We’ve written extensively about the Paycheck Protection Program (“PPP”) enacted as part of the Coronavirus Aid, Relief, and Economic Security Act (“CARES” Act). You can find our PPP observations and explanations on the COVID-19 Resources page of our website.
In our discussion, on May 22, 2020, of the PPP Loan Forgiveness Application, we urged patience. See our post by clicking here.
We continue to urge patience. However, you may be able to act soon with regard to your forgiveness application.
Late Thursday, May 28, and by a 417-1 vote, the House of Representatives passed the Paycheck Protection Program Flexibility Act of 2020 (H.R. 7010). H.R. 7010 contains a number of provisions that make the PPP more flexible and that make complete forgiveness of the PPP loan more likely for more, if not most, qualified PPP loan borrowers. Among other changes, H.R. 7010 provides:
- The earlier of a 24-week period or the period ending December 31, 2020 to spend the PPP loan proceeds in order to receive loan forgiveness (the “covered period”). The covered period begins with the funding of the loan. The CARES Act provided an eight-week covered period.

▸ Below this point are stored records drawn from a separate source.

PR #105, opened 2018-12-07
Adding new page style to lessonly.github.io

wuz:
Hey all! I took some of the time I had before the Holiday party to put together a new style/design for the engineering page we have. I'd love to see us use this more, and I thought a makeover might help with that 💅. I've got the mobile site working a bit better and I added our open source projects as well!

Thanks!


armilam:
This is looking great! Thank you for taking the initiative! I might recommend getting feedback from Marketing on this one, since it's turning into something that displays our brand. Though, I can see an argument for doing that as a second iteration.

I did find this. I'd recommend removing the underlines on the nav bar links, since www.lessonly.com does not underline those.

wuz:
Definitely! I really wanted to discuss with Marketing, but I also wanted to get _something_ out and have some momentum here. 

> I'd recommend removing the underlines on the nav bar links, since www.lessonly.com does not underline those.

Sounds good!

wuz:
@stevegrossi I think that would be a great couple of first steps! I thought I had matched the colors, but looks like I didn't. I submitted this to marketing for review, but haven't heard back yet, unfortunately. Getting the fonts and colors is a great step forward.

stevegrossi:
Given the current site bears very little relation to our brand, I'll make the call that we don't need to wait on marketing's feedback for something like this (though we should consider it if they do respond), so long as we're confident that it's on-brand. With the same font and colors, I'd have that confidence.

wuz:
Alrighty! We've got the fonts hooked up and I added a header to the index page to fit with our *Do Better Work* company wide push. What do you think?

screencapture-localhost-4000-2019-02-27-11_59_28

stevegrossi:
Hot dang that screenshot looks good! I'll take a closer look this week, but 😗👌✨

armilam:
Wow, that is looking goooooooood

>

wuz:
@stevegrossi just wanted to bump this 😄 No rush, just don't want it to get lost!

stevegrossi:
It's on my list and won't get lost! I apologize for letting it linger, it's been a week of surprises.

wuz:
> It's on my list and won't get lost! I apologize for letting it linger, it's been a week of surprises.

No problem at all! Like I said, no rush. Thanks for looking at it 😄

_config.yml
```diff
@@ -2,11 +2,17 @@
...
+  Product and engineering at Lessonly
 baseurl: "" # the subpath of your site, e.g. /blog/
 url: "http://lessonly.github.io" # the base hostname & protocol for your site
 twitter_username: lessonly
-github_username:  lessonly
+github_username: lessonly
+collections:
+  open_source:
+    output: false
+  styleguide:
```
stevegrossi: I like this decision: it'll help us keep style guide pages separate from other random ones 👍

- Amendment of the limitation of 25 percent of loan proceeds being applied to qualifying non-payroll costs. This limitation was imposed by the Small Business Administration. The new limitation in the bill is 40 percent for such costs.
- Extension of the June 30 safe-harbor rehiring date until December 31, 2020. There are other favorable changes to the workforce reduction limits on forgiveness.
- A minimum maturity of five years for the PPP Loan.
- Elimination of the exception to the deferral of payment of certain payroll taxes provided in the CARES Act. Even if the PPP loan is completely forgiven, H.R. 7010 provides that payment of the subject payroll taxes can be deferred until December 31, 2021 (50 percent payment) and December 31, 2022 (50 percent payment).
The Senate reconvenes this week after a recess and is expected to take up this legislation this week or next. We understand that the Senate is not in complete agreement with the House bill. For example, the Senate is said to favor a 16-week covered period, rather than 24-week covered period. Nevertheless, observers expect that a compromise between the House and Senate will substantially benefit PPP loan borrowers and can be expected quickly.
One item not addressed in this bill (or probably in the Senate’s version) is the deductibility of expenses paid with PPP loans that are forgiven tax-free. Knowledgeable sources tell us that the odds are in favor of passage of a law providing for deductibility of such expenses. “They just have to find a piece of legislation to which to attach the provision.” (Under the rules of Congress, it is very unlikely that it can be part of the pending legislation discussed herein.)
In summary, relief is on the way. Before you try to calculate and secure the forgiveness of the loan, you need to know the rules. We’ll keep you informed. We are here to help.